— Problem —
Go through the records below and copy out every line that contains the word "opened".

*** Data extracts Section Begins ***

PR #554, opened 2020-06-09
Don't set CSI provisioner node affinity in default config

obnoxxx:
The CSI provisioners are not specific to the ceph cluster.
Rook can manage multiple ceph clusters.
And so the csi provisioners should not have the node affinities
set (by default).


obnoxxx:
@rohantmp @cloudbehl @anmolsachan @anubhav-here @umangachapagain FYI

*** Data extracts Section Ends ***
*** Data extracts Section Begins ***

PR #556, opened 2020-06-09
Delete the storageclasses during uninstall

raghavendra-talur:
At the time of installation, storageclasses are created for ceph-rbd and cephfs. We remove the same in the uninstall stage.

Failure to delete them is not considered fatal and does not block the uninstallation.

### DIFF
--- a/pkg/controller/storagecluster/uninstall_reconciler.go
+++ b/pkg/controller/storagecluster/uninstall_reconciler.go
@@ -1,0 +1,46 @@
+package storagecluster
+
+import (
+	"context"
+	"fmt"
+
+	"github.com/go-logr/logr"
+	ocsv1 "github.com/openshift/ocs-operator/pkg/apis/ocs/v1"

*** Data extracts Section Ends ***
*** Data extracts Section Begins ***

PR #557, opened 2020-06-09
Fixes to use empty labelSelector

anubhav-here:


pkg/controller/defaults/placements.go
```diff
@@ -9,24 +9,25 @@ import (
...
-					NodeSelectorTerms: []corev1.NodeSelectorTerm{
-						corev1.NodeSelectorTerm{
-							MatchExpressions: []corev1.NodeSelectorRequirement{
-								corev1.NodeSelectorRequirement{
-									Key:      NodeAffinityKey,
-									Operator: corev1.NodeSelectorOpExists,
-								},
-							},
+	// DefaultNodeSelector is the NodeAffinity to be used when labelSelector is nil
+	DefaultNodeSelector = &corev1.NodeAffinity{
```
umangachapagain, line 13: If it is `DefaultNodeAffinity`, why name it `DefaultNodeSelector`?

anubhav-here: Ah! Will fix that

*** Data extracts Section Ends ***

— Answer section —
PR #554, opened 2020-06-09
PR #556, opened 2020-06-09
PR #557, opened 2020-06-09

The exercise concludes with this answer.